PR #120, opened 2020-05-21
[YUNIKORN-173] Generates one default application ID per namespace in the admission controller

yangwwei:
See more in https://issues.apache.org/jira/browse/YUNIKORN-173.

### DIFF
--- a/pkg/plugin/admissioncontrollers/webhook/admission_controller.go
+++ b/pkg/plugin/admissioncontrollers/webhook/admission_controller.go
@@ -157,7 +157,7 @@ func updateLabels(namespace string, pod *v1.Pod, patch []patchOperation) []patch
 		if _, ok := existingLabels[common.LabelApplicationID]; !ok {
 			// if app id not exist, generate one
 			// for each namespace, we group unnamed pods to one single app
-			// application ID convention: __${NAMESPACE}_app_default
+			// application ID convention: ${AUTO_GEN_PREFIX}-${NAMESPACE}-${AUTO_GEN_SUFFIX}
****
■ **YOUR OBJECTIVE**: After finding the line that contains "See more in" in the records above, copy that line and each one after it exactly, through the final line.

■ **FINAL ANSWER**:
See more in https://issues.apache.org/jira/browse/YUNIKORN-173.

### DIFF
--- a/pkg/plugin/admissioncontrollers/webhook/admission_controller.go
+++ b/pkg/plugin/admissioncontrollers/webhook/admission_controller.go
@@ -157,7 +157,7 @@ func updateLabels(namespace string, pod *v1.Pod, patch []patchOperation) []patch
 		if _, ok := existingLabels[common.LabelApplicationID]; !ok {
 			// if app id not exist, generate one
 			// for each namespace, we group unnamed pods to one single app
-			// application ID convention: __${NAMESPACE}_app_default
+			// application ID convention: ${AUTO_GEN_PREFIX}-${NAMESPACE}-${AUTO_GEN_SUFFIX}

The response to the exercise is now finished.